Hiking in Canyonlands is tough

We’ve hiked our last trail in Arches National Park. How can I describe Arches in a way that hasn’t been said before? Overwhelming, awesome, amazing. I think I’ve used these adjectives over and over again.

From Moab, we drove into the Island in the Sky section of Canyonlands National Park. The two parks, Arches and Canyonlands, are always mentioned together.

But where Arches is easy, accessible, sometimes crowded, and has lots of short hikes to destinations that are easy to appreciate, Canyonlands is rugged.

Yes, this is a national park but I think of Canyonlands as the country cousin to Arches: big with many rough trails and few amenities. You even need to bring your own water since there’s none in the visitor center.

Canyonlands is divided into four sections. We visited the Needles area on our way to Moab. Island in the Sky, the main section, offers views into the Green and Colorado River. We hiked down into a canyon on the Neck Spring loop. This part of Island in the Sky attracted ranchers in the 19th century because it has several springs. Water is always the issue here.

On a Sunday morning, we didn’t see another person on the Neck Spring Loop trail.

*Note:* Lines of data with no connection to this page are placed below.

PR #286, opened 2026-07-31
fix(loop): hydrate externalized node outputs before namespace construction

### LINKED ISSUE #285: Loop fan-out breaks when a node's output exceeds the 16 KB inline limit
## Summary

Once a Loop node's output crosses `LoopOutputInlineLimitBytes` (16 KB), it is externalized to
`loop_output_blobs` and `loop_generation_outputs.output_ref` holds a `sha256:…` ref instead of the
payload. Nothing ever reads that blob back. `runtimeNamespace` builds the namespace from the raw ref,
so every template reaching into a large node's output resolves against the literal string
`"sha256:…"` rather than the value.

The visible failure is a fan-out dying immediately after its producer succeeds:

```
task: coordinator run "run-…" failed: loop: validation failed:
fan-out collection reference ".nodes.load_tasks.output.tasks" is unavailable
```

This is not limited to fan-out. `runtimeNamespace` also feeds gate criteria, action params and prompt
templates, so any `{{ .nodes.<id>.output.<field> }}` silently degrades to a hash string once that
node's output passes 16 KB. Fan-out is simply where it fails loudly.

## Impact

The first-party `dev-cycle` `software-delivery` Loop is broken for realistic inputs. Its `load_tasks`
node calls `ext__dev_cycle__import_tasks`, which inlines each task's full markdown `body`. Four
ordinary task files produced a 41 KB output here, so the fan-out that drives the whole delivery could
not resolve its collection. The run fails ~40 ms in; the coordinator surfaces only
`coordinator_failed` with a generic message, and the real cause appears solely in the daemon log.

## Reproduction

Any Loop whose fan-out collection references a node output larger than 16 KB:

```yaml
- id: produce
  class: action
  kind: <any tool returning > 16 KB>
  produces:
    items: array

- id: spread
  class: control
  kind: fan-out
  collection: "{{ .nodes.produce.output.items }}"
```

I isolated the threshold by running `software-delivery` in a throwaway workspace against a single
synthetic task file of increasing size, reading back `loop_generation_outputs.output_ref`:

| tool output | `output_ref` storage | run status |
| --- | --- | --- |
| 2 713 B | inline | running |
| 9 789 B | inline | running |
| 15 822 B | inline | running |
| 18 142 B | `sha256:…` blob | **failed** |
| 19 302 B | `sha256:…` blob | **failed** |

The boundary matches `LoopOutputInlineLimitBytes = 16 * 1024` exactly.

### Actual behavior

`outputValue` receives a content-addressed ref, fails to parse it as JSON, and returns the raw
`"sha256:…"` string. `valueAtPath` cannot walk `.output.tasks` inside a string, returns `!ok`, and
`resolveFanOutCollection` raises `fan-out collection reference … is unavailable`. The run terminates
with `coordinator_failed`.

### Expected behavior

A node output larger than the inline limit resolves exactly like a smaller one. Externalization is a
storage detail and should be invisible to templates, fan-out collections and gate criteria.

## Root cause

`internal/loop/control_namespace.go` builds each node entry straight from the ref:

```go
entry["output"] = outputValue(output.OutputRef)
```

and `outputValue` has no notion of a content-addressed ref:

```go
func outputValue(ref string) any {
	trimmed := strings.TrimSpace(ref)
	if trimmed == "" {
		return nil
	}
	var value any
	if err := decodeSingleJSONValue(strings.NewReader(trimmed), &value); err == nil {
		return value
	}
	return trimmed // "sha256:…" falls through as a plain string
}
```

The read side already exists — `getLoopOutputByRefWithExecutor` in
`internal/store/globaldb/global_db_loop_outputs.go`, plus `ErrOutputRefNotFound` in the loop package.
It is simply never called on this path: `writeGenerationOutputBlob` persists the payload and nothing
hydrates it back.

Note that `output_ref` already holds *either* inline JSON *or* a ref depending on size, so resolving
a ref into its payload before namespace construction restores the invariant `outputValue` has always
assumed rather than introducing new semantics.

## Acceptance criteria

- Node outputs above `LoopOutputInlineLimitBytes` resolve in templates identically to inline outputs.
- Fan-out collections referencing an externalized output materialize their branches.
- Fan-out materializations that themselves exceed the limit are resolved too, so `fanOutItem` keeps
  serving `.item` to the fan-out body.
- Gate criteria, action params and prompt templates reading `{{ .nodes.<id>.output.<field> }}` behave
  the same above and below the limit.
- A missing blob surfaces `ErrOutputRefNotFound` rather than degrading to a hash string.
- The HTTP surface (`GET /loop-runs/:id`) keeps returning refs, not hydrated payloads.
- Regression coverage for a node output on both sides of the limit.

## Scope

Read-path only. The write path (`OutputPayloadRequiresRef`, `writeGenerationOutputBlob`) and the
16 KB limit itself are unchanged — the limit is a reasonable inline cap, it just needs a matching
read. Hydration belongs in the `loop` package next to where outputs are loaded, not in the store
repository, so the API surface keeps returning refs.

## Environment

- Compozy `0.3.0-beta.2`, macOS 15 (arm64), SQLite store
- Loop: `dev-cycle` `software-delivery` (extension `dev-cycle` 0.3.1)
- Present on `main` as of `599b32d` — none of the 15 commits between `v0.3.0-beta.2` and `main` touch
  this path, so the v0.3.0 release PR (#272) does not fix it.

## Proposed fix

Draft PR: https://github.com/compozy/compozy/pull/286

magoamz:
Fixes #285.

## Problem

Loop node results larger than `LoopOutputInlineLimitBytes` (16 KB) are externalized to
`loop_output_blobs`, and `GenerationOutput.OutputRef` then holds a `sha256:…` ref rather than the
payload. Nothing read that blob back. `runtimeNamespace` builds each node entry straight from the
ref:

```go
entry["output"] = outputValue(output.OutputRef)
```

`outputValue` tries to parse the ref as JSON, fails, and returns the raw `"sha256:…"` string. Every
template reaching into that node's output then resolves against a hash.

Fan-out is where it fails loudly — `resolveFanOutCollection` cannot walk `.output.tasks` inside a
string, so the run dies with `fan-out collection reference … is unavailable` right after its producer
succeeded. Gate criteria, action params and prompt templates degrade silently through the same path.

This breaks the first-party `dev-cycle` `software-delivery` Loop for realistic inputs: `load_tasks`
inlines each task's full markdown body, so four ordinary task files produced a 41 KB output and the
fan-out driving the whole delivery could not resolve.

## Change

Resolve content-addressed refs into their payloads immediately after the coordinator loads generation
outputs, so externalization stays a storage detail instead of something every consumer must know
about.

The read side already existed and was simply never wired — `getLoopOutputByRefWithExecutor` had no
production caller, and `ErrOutputRefNotFound` was already defined for exactly this. This exposes it
as `LoopRepo.GetGenerationOutputPayload`, adds it to `GenerationOutputReader`, and calls it from
`hydrateGenerationOutputs`.

Two properties worth calling out:

- **Fan-out materializations are covered too.** A materialization carrying large items exceeds the
  limit itself and becomes a blob, which would break `fanOutItem` serving `.item` to the fan-out
  body. Hydrating at the load site fixes the collection and `.item` in one place; fixing only
  `resolveFanOutCollection` would have failed at the next step.
- **The HTTP surface is unchanged.** Hydration is scoped to the two coordinator load sites rather
  than to `LoopRepo.ListGenerationOutputs`, so `GET /loop-runs/:id` keeps returning refs instead of
  inlining full payloads into API responses.

`output_ref` already holds *either* inline JSON *or* a ref depending on size, so replacing a ref with
its payload restores the invariant `outputValue` has always assumed rather than introducing new
semantics.

## Scope

Read-path only. The write path (`OutputPayloadRequiresRef`, `writeGenerationOutputBlob`) and the
16 KB limit itself are untouched — the limit is a reasonable inline cap that was just missing its
matching read.

## Tests

`internal/loop/generation_output_hydration_test.go` covers:

- a content-addressed ref replaced by its payload
- inline outputs passing through with no blob lookup
- one lookup per distinct ref when several outputs share a payload
- a missing blob surfacing `ErrOutputRefNotFound` instead of degrading to the ref
- a regression asserting the fan-out collection reference is unavailable before hydration and
  resolves to its items after

```
go test ./internal/loop/...
ok  github.com/compozy/compozy/internal/loop
ok  github.com/compozy/compozy/internal/loop/dsl
ok  github.com/compozy/compozy/internal/loop/dsl/refs
ok  github.com/compozy/compozy/internal/loop/gate
ok  github.com/compozy/compozy/internal/loop/goal
ok  github.com/compozy/compozy/internal/loop/watch
```

`go vet ./internal/loop/... ./internal/store/globaldb/... ./internal/daemon/...` is clean, as is
`gofmt`.

## Verification against the reported failure

The 16 KB boundary was measured by running `software-delivery` in a throwaway workspace against a
synthetic task file of increasing size and reading back `loop_generation_outputs.output_ref`: outputs
of 2 713 B / 9 789 B / 15 822 B stayed inline and ran, while 18 142 B / 19 302 B became blobs and
failed. Details in #285.

I have not been able to run the full repository suite locally (the sandbox only has the Go packages
checked out), so CI is the real signal for anything outside `internal/loop`.

### DIFF
--- a/internal/loop/coordinator.go
+++ b/internal/loop/coordinator.go
@@ -2,6 +2,7 @@ package loop
 
 import (
 	"context"
+	"encoding/json"
 	"fmt"
 	"log/slog"
 	"strings"
@@ -45,6 +46,9 @@ type GenerationOutputReader interface {
 		runID RunID,
 		generation int,
 	) ([]GenerationOutput, error)
+	// GetGenerationOutputPayload resolves one content-addressed output ref into the payload
+	// the producing node returned.
+	GetGenerationOutputPayload(ctx context.Context, outputRef string) (json.RawMessage, error)
 }
 
 // GateDecisionReader reads persisted human decisions for coordinator gate re-evaluation.
@@ -196,6 +200,9 @@ func (r *CoordinatorRunner) buildCoordinatorPlan(
 	if run.Generation > 0 {
 		outputs, err := r.outputs.ListGenerationOutputs(ctx, run.WorkspaceID, run.ID, run.Generation)
 		if err != nil {
+			return task.CoordinatorCompletionPlan{}, err
+		}
+		if err := hydrateGenerationOutputs(ctx, r.outputs, outputs); err != nil {
 			return task.CoordinatorCompletionPlan{}, err
 		}
 		if len(outputs) > 0 {
--- a/internal/loop/coordinator_action.go
+++ b/internal/loop/coordinator_action.go
@@ -67,6 +67,9 @@ func (r *CoordinatorRunner) ExecuteActionRun(
 	if err != nil {
 		return task.RunResult{}, err
 	}
+	if err := hydrateGenerationOutputs(ctx, r.outputs, outputs); err != nil {
+		return task.RunResult{}, err
+	}
 	input, err := actionExecutionInput(
 		taskRun,
 		actor,
--- a/internal/loop/coordinator_test.go
+++ b/internal/loop/coordinator_test.go
@@ -2,6 +2,7 @@ package loop
 
 import (
 	"context"
+	"encoding/json"
 	"errors"
 	"io"
 	"log/slog"
@@ -2433,7 +2434,8 @@ func (r *coordinatorRunnerTaskRunReader) GetTaskRun(
 }
 
 type coordinatorRunnerOutputs struct {
-	outputs map[int][]GenerationOutput
+	outputs  map[int][]GenerationOutput
+	payloads map[string]json.RawMessage
 }
 
 func (r coordinatorRunnerOutputs) ListGenerationOutputs(
@@ -2446,6 +2448,17 @@ func (r coordinatorRunnerOutputs) ListGenerationOutputs(
 		return nil, nil
 	}
 	return append([]GenerationOutput(nil), r.outputs[generation]...), nil
+}
+
+func (r coordinatorRunnerOutputs) GetGenerationOutputPayload(
+	_ context.Context,
+	outputRef string,
+) (json.RawMessage, error) {
+	payload, ok := r.payloads[outputRef]
+	if !ok {
+		return nil, ErrOutputRefNotFound
+	}
+	return payload, nil
 }
 
 type coordinatorRunnerLoopStore struct {
--- a/internal/loop/generation_output_hydration.go
+++ b/internal/loop/generation_output_hydration.go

Hiking in Arches and Canyonlands is difficult. We’ve yet to do a hike of more than eight miles. The challenge isn’t the elevation gain; it’s the rocky terrain. Lenny and I have been spoiled by Smokies trails for so long that we’re finding the hiking tough.

The barren rock called slick makes up a sizeable part of any trail here. Sometimes, if it’s a tourist trail, the park will have installed a few rock steps. When it’s not rock, it’s sand, almost like on a beach. Couple all those challenges with the sun and heat and you have two slow hikers.

But the views are like nothing else I’ve seen. We’ve walked into canyons and on the rim, looking down onto rocky structures that can’t be explained.

But it’s not all distant views. Right now, prickly pear cactus, both yellow and pink, is in bloom. There’s Indian paintbrush, blue, pink and lavender asters and a whole slew of flowers that I can only admire but not identify. Lizards that scurry to get out from under our feet are as colorful as the flowers.

Goodbye as well to Moab, Utah. It’s time to move on.